PR #4015, opened 2017-09-22
fixes bug 13785966 - fix UnicodeEncodeError in AbortSignature

willkg:
This fixes the UnicodeEncodeError in AbortSignature by stripping abort_message
of unicode characters.

This also fixes a bucketing issue for "unable to find a usable font (...)" where
the ... part contains a number of different fonts, thus all these crashes are
falling into separate buckets. This removes that parenthesized bit.

### DIFF
--- a/socorro/signature/rules.py
+++ b/socorro/signature/rules.py
@@ -10,6 +10,7 @@ import ujson
 
 from socorro import siglists
 from socorro.lib.treelib import tree_get
+from socorro.lib.util import drop_unicode
 
 
 SIGNATURE_MAX_LENGTH = 255
@@ -525,13 +526,24 @@ class AbortSignature(Rule):
             # Recent crash reports added some irrelevant information at the
             # beginning of the abort message. We want to remove that and keep
             # just the actual abort message.
-            abort_message = abort_message.split('###!!! ABORT:', 1)[1].strip()
+            abort_message = abort_message.split('###!!! ABORT:', 1)[1]
 
         if ': file ' in abort_message:
             # Abort messages contain a file name and a line number. Since
             # those are very likely to change between builds, we want to
             # remove those parts from the signature.
-            abort_message = abort_message.split(': file ', 1)[0].strip()
+            abort_message = abort_message.split(': file ', 1)[0]
+
+        if 'unable to find a usable font' in abort_message:
+            # "unable to find a usable font" messages include a parenthesized localized message. We
+            # want to remove that. Bug #1385966
+            open_paren = abort_message.find('(')
+            if open_paren != -1:
+                end_paren = abort_message.rfind(')')
+                if end_paren != -1:
+                    abort_message = abort_message[:open_paren] + abort_message[end_paren + 1:]
+
+        abort_message = drop_unicode(abort_message).strip()
 
         if len(abort_message) > 80:
             abort_message = abort_message[:77] + '...'
--- a/socorro/unittest/signature/test_rules.py
+++ b/socorro/unittest/signature/test_rules.py
@@ -1281,58 +1281,73 @@ class TestAbortSignature:
         expected_sig = 'Abort | {}... | hello'.format('a' * 77)
         assert processed_crash['signature'] == expected_sig
 
-    def test_action_success_remove_unwanted_parts(self):
-        rule = AbortSignature()
+    @pytest.mark.parametrize('abort_msg, expected', [
+        # Test with just the "ABOR" thing at the start
+        (
+            '[5392] ###!!! ABORT: foo bar line 42',
+            'Abort | foo bar line 42 | hello'
+        ),
 
-        raw_crash = {}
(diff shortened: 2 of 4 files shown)


willkg:
Output from this from crashes that don't have Unicode (none of them got processed):

```
app@2d67eadfd913:/app$ ./scripts/fetch_crashids.py --signature-contains="unable" | python -m socorro.signature
Crash id: de2c8396-bd87-4d92-83ef-fabc70170921
Original: Abort | unable to find a usable font (sans-serif) | mozalloc_abort | NS_DebugBreak | gfxFontGroup::GetDefaultFont
New:      Abort | unable to find a usable font | mozalloc_abort | NS_DebugBreak | gfxFontGroup::GetDefaultFont
Same?:    False

Crash id: acc79f3b-f35e-4dc2-8b46-ce9b20170921
Original: Abort | unable to find a usable font (serif) | mozalloc_abort | NS_DebugBreak | gfxFontGroup::GetDefaultFont
New:      Abort | unable to find a usable font | mozalloc_abort | NS_DebugBreak | gfxFontGroup::GetDefaultFont
Same?:    False

Crash id: a71a55e1-c441-4562-92c4-759d70170921
Original: Abort | unable to find a usable font (a) | mozalloc_abort | NS_DebugBreak | gfxFontGroup::GetDefaultFont
New:      Abort | unable to find a usable font | mozalloc_abort | NS_DebugBreak | gfxFontGroup::GetDefaultFont
Same?:    False

Crash id: b4b1c344-c6fd-43bf-8c97-529550170921
Original: Abort | unable to find a usable font (Segoe UI) | mozalloc_abort | NS_DebugBreak | gfxFontGroup::GetDefaultFont
New:      Abort | unable to find a usable font | mozalloc_abort | NS_DebugBreak | gfxFontGroup::GetDefaultFont
Same?:    False
```

The ones that do have unicode, will get signature-ized similarly.

@lonnen Does this look ok?

socorro/unittest/signature/test_rules.py
```diff
@@ -1281,58 +1281,73 @@ def test_action_success_long_message(self):
...
-        assert processed_crash['signature'] == 'Abort | foo bar line 42 | hello'
-
-        # Test with a file name and line number.
-        raw_crash['AbortMessage'] = (
-            '[7616] ###!!! ABORT: unsafe destruction: file '
-            'c:/builds/moz2_slave/m-rel-w32-00000000000000000000/build/src/'
-            'dom/plugins/ipc/PluginModuleParent.cpp, line 777'
-        )
-        processed_crash['signature'] = 'hello'
+    @pytest.mark.parametrize('abort_msg, expected', [
```
willkg: I redid this test because it's a bunch of cases with the same structure.

One thing about this test is that the input data in some cases involves very very long strings. I did this to keep the existing string. We could probably shorten the strings to smaller versions, though.

socorro/unittest/signature/test_rules.py
```diff
@@ -1281,58 +1281,73 @@ def test_action_success_long_message(self):
...
+                'SessionStore.jsm, line 1459'
+            ),
+            'Abort | hello'
+        ),
+
+        # Test with "unable to find a usable font" case
+        (
+            u'unable to find a usable font (\u5fae\u8f6f\u96c5\u9ed1)',
+            'Abort | unable to find a usable font | hello'
+        ),
```
willkg: This is the new test case that was added.

lonnen: This seems fine. I was worried earlier about destroying information and if it was appropriate to combine these. Having some time to consider it, I now suspect it is a good move and like the new signature.

socorro/unittest/signature/test_rules.py
lonnen: no preference here

socorro/signature/rules.py
```diff
@@ -525,13 +526,24 @@ def action(self, raw_crash, processed_crash, notes):
...
+        if 'unable to find a usable font' in abort_message:
+            # "unable to find a usable font" messages include a parenthesized localized message. We
+            # want to remove that. Bug #1385966
+            open_paren = abort_message.find('(')
+            if open_paren != -1:
+                end_paren = abort_message.rfind(')')
+                if end_paren != -1:
+                    abort_message = abort_message[:open_paren] + abort_message[end_paren + 1:]
+
+        abort_message = drop_unicode(abort_message).strip()
```
lonnen: +1. I was worried about dropping unicode before, based on an intuition that I don't understand all the possible error messages and where unicode may be important. After some consideration I think this is a good, general way to handle it, the specifics should be preserved in individual files, and we can address this later if it becomes a problem.

willkg:
Bah--forgot to add the tests. Adding now and waiting for travis.

willkg:
Thank you!

willkg:
Bah. I got the bug number wrong, too.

**ACTION ITEM**
Which of the lines in the listing above include "messages"? Report each of them.

**RESPONSE AREA**
             # Abort messages contain a file name and a line number. Since
+            # "unable to find a usable font" messages include a parenthesized localized message. We
+            # "unable to find a usable font" messages include a parenthesized localized message. We
lonnen: +1. I was worried about dropping unicode before, based on an intuition that I don't understand all the possible error messages and where unicode may be important. After some consideration I think this is a good, general way to handle it, the specifics should be preserved in individual files, and we can address this later if it becomes a problem.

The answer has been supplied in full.